> [WHAT YOU HAVE TO DO] In the records below, begin at the line that has "PR #8111, opened 2026-07-30" and stop after the line that has "- SELECT-list stars"; quote those lines verbatim and nothing more.

> [INFORMATION PROVIDED]

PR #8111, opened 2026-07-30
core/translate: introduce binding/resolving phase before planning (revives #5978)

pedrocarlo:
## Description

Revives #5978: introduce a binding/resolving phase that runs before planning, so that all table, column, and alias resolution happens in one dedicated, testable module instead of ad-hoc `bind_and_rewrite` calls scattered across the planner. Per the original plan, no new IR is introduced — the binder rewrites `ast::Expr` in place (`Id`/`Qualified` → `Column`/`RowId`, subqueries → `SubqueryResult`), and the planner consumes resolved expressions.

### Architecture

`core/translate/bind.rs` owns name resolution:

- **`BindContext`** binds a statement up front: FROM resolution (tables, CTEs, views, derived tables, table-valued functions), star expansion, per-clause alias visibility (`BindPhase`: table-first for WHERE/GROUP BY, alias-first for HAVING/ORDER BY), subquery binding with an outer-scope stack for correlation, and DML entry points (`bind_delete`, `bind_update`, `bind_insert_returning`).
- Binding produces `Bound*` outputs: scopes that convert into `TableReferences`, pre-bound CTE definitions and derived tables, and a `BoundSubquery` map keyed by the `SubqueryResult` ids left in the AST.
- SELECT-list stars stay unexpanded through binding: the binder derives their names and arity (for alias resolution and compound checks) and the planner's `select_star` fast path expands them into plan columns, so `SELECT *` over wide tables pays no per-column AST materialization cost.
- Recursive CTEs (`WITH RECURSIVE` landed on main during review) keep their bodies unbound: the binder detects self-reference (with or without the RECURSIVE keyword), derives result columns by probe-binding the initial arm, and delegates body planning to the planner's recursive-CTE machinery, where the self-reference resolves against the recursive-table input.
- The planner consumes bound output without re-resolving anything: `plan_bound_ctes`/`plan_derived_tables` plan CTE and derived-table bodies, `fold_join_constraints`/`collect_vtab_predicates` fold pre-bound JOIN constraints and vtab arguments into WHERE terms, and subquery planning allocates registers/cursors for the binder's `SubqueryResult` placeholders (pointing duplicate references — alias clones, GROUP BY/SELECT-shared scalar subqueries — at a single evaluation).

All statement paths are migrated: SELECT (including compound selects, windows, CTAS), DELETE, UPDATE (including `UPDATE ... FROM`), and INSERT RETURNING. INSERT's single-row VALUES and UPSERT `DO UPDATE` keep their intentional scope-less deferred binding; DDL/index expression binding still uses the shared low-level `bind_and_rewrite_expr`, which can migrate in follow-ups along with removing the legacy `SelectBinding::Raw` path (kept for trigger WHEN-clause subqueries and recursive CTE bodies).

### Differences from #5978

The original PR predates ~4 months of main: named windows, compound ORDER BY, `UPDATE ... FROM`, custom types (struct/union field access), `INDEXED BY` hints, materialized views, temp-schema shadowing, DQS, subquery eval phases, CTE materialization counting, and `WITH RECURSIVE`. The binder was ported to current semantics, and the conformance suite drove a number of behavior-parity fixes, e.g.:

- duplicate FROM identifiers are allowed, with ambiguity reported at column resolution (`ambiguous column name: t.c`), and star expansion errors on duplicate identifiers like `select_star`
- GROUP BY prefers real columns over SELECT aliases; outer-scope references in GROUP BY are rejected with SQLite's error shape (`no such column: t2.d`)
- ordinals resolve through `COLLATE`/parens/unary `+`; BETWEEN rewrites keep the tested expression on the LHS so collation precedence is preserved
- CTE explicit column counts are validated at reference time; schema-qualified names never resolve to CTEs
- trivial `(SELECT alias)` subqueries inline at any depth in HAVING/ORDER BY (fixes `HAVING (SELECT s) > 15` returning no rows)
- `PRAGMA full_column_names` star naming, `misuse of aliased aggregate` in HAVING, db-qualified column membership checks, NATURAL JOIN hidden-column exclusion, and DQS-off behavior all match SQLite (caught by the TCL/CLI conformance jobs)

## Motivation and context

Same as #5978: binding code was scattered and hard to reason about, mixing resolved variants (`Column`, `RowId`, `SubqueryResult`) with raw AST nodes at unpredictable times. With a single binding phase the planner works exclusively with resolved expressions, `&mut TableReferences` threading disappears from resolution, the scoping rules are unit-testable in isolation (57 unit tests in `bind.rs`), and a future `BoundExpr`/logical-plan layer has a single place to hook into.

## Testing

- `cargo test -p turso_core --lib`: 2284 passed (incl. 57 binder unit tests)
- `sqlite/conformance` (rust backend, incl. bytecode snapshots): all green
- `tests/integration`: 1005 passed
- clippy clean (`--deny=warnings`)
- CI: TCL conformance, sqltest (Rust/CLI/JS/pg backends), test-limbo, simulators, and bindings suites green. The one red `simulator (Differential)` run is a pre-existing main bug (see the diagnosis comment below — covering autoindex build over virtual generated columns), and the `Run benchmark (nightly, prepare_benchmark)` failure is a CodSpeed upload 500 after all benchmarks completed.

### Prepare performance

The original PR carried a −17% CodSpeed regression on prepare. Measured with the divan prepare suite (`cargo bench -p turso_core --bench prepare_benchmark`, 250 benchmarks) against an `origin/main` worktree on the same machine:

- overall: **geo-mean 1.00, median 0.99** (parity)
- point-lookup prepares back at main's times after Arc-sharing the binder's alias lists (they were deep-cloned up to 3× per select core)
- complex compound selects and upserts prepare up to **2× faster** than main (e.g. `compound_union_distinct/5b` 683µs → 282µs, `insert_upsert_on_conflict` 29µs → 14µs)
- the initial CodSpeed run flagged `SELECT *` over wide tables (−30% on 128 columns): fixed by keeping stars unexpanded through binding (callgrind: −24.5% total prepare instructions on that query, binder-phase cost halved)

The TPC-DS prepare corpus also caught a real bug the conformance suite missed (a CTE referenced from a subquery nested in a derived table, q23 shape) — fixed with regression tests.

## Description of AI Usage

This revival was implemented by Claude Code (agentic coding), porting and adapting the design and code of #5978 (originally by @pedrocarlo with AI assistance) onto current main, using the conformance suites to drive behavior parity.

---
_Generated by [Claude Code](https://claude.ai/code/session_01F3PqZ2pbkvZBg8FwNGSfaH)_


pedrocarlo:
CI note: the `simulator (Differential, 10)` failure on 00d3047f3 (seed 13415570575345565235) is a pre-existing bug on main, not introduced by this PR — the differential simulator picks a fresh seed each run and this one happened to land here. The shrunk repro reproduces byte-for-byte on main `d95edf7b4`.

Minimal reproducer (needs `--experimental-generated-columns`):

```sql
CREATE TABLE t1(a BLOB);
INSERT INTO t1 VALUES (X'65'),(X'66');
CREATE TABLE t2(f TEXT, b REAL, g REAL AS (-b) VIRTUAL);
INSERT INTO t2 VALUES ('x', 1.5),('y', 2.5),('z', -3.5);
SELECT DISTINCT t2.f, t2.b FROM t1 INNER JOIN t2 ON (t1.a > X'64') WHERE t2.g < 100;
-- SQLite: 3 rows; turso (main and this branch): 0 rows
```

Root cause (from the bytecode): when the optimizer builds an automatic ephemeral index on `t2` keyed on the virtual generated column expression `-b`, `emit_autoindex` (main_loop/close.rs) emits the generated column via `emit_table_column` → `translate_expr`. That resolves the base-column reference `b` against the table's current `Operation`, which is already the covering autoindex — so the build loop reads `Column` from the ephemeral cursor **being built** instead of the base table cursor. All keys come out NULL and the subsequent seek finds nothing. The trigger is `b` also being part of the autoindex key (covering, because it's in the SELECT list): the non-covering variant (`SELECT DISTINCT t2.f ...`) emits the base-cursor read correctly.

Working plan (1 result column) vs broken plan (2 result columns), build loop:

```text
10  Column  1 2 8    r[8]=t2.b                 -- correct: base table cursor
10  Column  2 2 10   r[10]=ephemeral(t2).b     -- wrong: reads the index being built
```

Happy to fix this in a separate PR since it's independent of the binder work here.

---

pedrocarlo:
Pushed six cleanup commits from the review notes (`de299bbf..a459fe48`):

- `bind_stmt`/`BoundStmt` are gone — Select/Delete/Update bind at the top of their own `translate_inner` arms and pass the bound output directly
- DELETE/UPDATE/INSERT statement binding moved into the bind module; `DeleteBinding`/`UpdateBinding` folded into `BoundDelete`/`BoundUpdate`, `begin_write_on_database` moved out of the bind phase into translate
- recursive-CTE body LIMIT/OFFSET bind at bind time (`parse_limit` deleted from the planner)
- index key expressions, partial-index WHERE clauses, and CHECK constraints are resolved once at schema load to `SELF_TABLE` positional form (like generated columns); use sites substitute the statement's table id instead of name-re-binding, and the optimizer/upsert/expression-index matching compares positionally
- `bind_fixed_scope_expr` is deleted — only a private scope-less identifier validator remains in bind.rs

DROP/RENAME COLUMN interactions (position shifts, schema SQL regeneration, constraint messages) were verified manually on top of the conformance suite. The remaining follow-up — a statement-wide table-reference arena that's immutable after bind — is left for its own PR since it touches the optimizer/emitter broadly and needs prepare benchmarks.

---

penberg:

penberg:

--

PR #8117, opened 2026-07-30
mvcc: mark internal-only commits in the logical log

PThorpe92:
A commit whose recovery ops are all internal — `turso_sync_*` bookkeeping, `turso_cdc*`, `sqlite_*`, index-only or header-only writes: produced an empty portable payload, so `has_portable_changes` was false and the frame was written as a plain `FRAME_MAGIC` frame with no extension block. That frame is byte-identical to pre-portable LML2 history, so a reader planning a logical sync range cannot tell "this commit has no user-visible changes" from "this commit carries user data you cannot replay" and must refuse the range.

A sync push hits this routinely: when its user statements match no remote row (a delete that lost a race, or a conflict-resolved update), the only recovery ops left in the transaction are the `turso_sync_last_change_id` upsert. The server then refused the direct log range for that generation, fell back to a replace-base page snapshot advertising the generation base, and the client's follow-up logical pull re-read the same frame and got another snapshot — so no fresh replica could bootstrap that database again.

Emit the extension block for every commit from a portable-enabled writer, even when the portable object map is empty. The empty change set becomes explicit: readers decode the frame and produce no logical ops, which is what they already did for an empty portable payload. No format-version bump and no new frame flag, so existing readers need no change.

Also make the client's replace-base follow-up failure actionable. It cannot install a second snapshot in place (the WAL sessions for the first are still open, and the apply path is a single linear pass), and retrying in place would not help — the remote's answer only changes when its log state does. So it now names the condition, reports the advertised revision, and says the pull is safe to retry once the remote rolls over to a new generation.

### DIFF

> [REPLY TO THE EXERCISE]
PR #8111, opened 2026-07-30
core/translate: introduce binding/resolving phase before planning (revives #5978)

pedrocarlo:
## Description

Revives #5978: introduce a binding/resolving phase that runs before planning, so that all table, column, and alias resolution happens in one dedicated, testable module instead of ad-hoc `bind_and_rewrite` calls scattered across the planner. Per the original plan, no new IR is introduced — the binder rewrites `ast::Expr` in place (`Id`/`Qualified` → `Column`/`RowId`, subqueries → `SubqueryResult`), and the planner consumes resolved expressions.

### Architecture

`core/translate/bind.rs` owns name resolution:

- **`BindContext`** binds a statement up front: FROM resolution (tables, CTEs, views, derived tables, table-valued functions), star expansion, per-clause alias visibility (`BindPhase`: table-first for WHERE/GROUP BY, alias-first for HAVING/ORDER BY), subquery binding with an outer-scope stack for correlation, and DML entry points (`bind_delete`, `bind_update`, `bind_insert_returning`).
- Binding produces `Bound*` outputs: scopes that convert into `TableReferences`, pre-bound CTE definitions and derived tables, and a `BoundSubquery` map keyed by the `SubqueryResult` ids left in the AST.
- SELECT-list stars stay unexpanded through binding: the binder derives their names and arity (for alias resolution and compound checks) and the planner's `select_star` fast path expands them into plan columns, so `SELECT *` over wide tables pays no per-column AST materialization cost.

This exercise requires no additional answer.